Regulators Scrutinizing Premium Caps; Similarity to ‘Price Optimization’ Cited

April 6, 2017 by Joseph S. Harrington

Concerns over price optimization are leading regulators to think carefully about the implications of longstanding practices in insurance rating, including premium “caps” on policy renewals for individuals, households and small businesses, one regulator said here.

Charles Angell, deputy commissioner and chief actuary for the Alabama Department of Insurance, delivered the news during his remarks at the 2017 Ratemaking and Product Management Workshop of the Casualty Actuarial Society, March 28 in San Diego.

Price optimization refers to the use of “demand side” rating indicators that are not directly related to the potential risk of loss or cost of risk. Sophisticated, data-based price optimization is generally prohibited in personal lines, but proponents of price optimization say it is not essentially different from premium caps and other “price breaks” long permitted by regulators.

To Angell, there is a key distinction between capping premium and capping a rate. The latter is mostly not permitted, and the former allowed primarily to shield consumers from big price hikes. “If you cap a rate, your premium will clearly be inadequate,” he said. “However, capping a premium is not the same as capping the rate.”

That said, he added that capping premium based on an individual’s characteristics—e.g., propensity to shop for coverage—and not on the size of the increase “is like price optimization” and not in conformance with rating principles and laws in most states.

Furthermore, he said, even permitted premium caps can be problematic if they are implemented year after year on premiums that have already been capped. That can increase the chances of premium inadequacy.

Variable Selection Scrutinized

Angell and David Dahl, a casualty actuary for the Oregon Division of Financial Regulation, also gave examples of rating factors being flagged—and disallowed—by regulators.

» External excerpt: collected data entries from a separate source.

PR #577, opened 2024-07-06
Add type checking of test-utils and knowledge-store

cbornet:


libs/knowledge-store/ragstack_knowledge_store/graph_store.py
```diff
@@ -351,16 +350,15 @@ def _nodes_with_ids(
...
         with self._concurrent_queries() as cq:
 
-            def add_nodes(rows):
+            def add_nodes(rows: Iterable[Any]) -> None:
                 for row in rows:
                     results[row.content_id] = _row_to_node(row)
 
             for node_id in ids:
                 if node_id not in results:
-                    results[node_id] = None
```
cbornet, line 363: @bjchambers this complicates the typing and doesn't seem needed. So I removed it. OK for this ?

bjchambers: We may want this, since it changes the behavior of the function on duplicate IDs. We need to either verify we won't call it with duplicates, or document that it will issue multiple requests in that case. Or, we should leave as is. I don't think it should complicate the typing excessively. I would suggest:

1. `results: Dict[str, Optional[Node]]`
2. `return [results[node_id] for node_id in ids if results[node_id] is not None]`. This could also be an assertion, since it being `None` means we requested an invalid ID. Alternatively, we may want to handle invalid ID in the `add_nodes` case (an empty `rows` indicates a problem).

The result type should still be `Node`.

libs/knowledge-store/tests/integration_tests/test_graph_store.py
```diff
@@ -21,14 +21,30 @@ def cassandra() -> Iterator[LocalCassandraTestStore]:
         store.docker_container.stop()
 
 
+class DummyEmbeddingModel(EmbeddingModel):
+    def embed_texts(self, _: List[str]) -> List[List[float]]:
+        return []
```
bjchambers, line 26: This won't work -- returning empty embeddings is invalid. In a PR I'm working on I added a dependency on `ragstack-langchain` so this could use the adapter there.

libs/knowledge-store/ragstack_knowledge_store/graph_store.py
cbornet: I've put it back. The handling of None values (or empty resultset in the callback) can be done in a subsequent PR.

libs/knowledge-store/tests/integration_tests/test_graph_store.py
cbornet: I don't think it's a good thing to have a dependency on ragstack-langchain. That's a circular dependency...
For the test, we only need embed_query to return a non-zero length vector so I return a fixed one.

cbornet: OK. We can use OpenAI or HuggingFace later when we need it. Keeping the test dependency on ragstack-ai-langchain for now.

cbornet: We'll probably remove the graph store from ragstack-ai-langchain at some point.
So for tests I think it would probably be better to use langchain directly.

It’s a maxim of statistical practice that correlation does not necessarily imply causation, and insurers often want to invoke the former without having to prove the latter to support their rating plans. There are times, however, when a risk correlation seems too far removed from reasonable causation for state insurance regulators to accept it as the basis for a rating factor. Those occasions may increase as carriers develop ever more sophisticated approaches to rating, they suggested.

For Angell, it was too much to accept when one residential rate filing included a rating factor based on the number of Social Security numbers residing at a given address over a certain number of years. The filing suggested that the more Social Security numbers residing at a location, the greater the risk.

As Angell related, it just so happened that he had allowed several relatives to live in his home over a short period and that his household might have been negatively impacted by use of such a factor in rating his homeowners insurance.

Without regard to Angell’s situation, the Alabama department found the use of such a factor to be against public policy and disallowed it.

In a similar situation in commercial lines, Oregon denied approval for a commercial trucking rating factor based on the number of relatives employees had within a certain radius. The division was concerned that the factor might interfere with a trucking firm’s hiring practices, said Dahl, in remarks following Angell.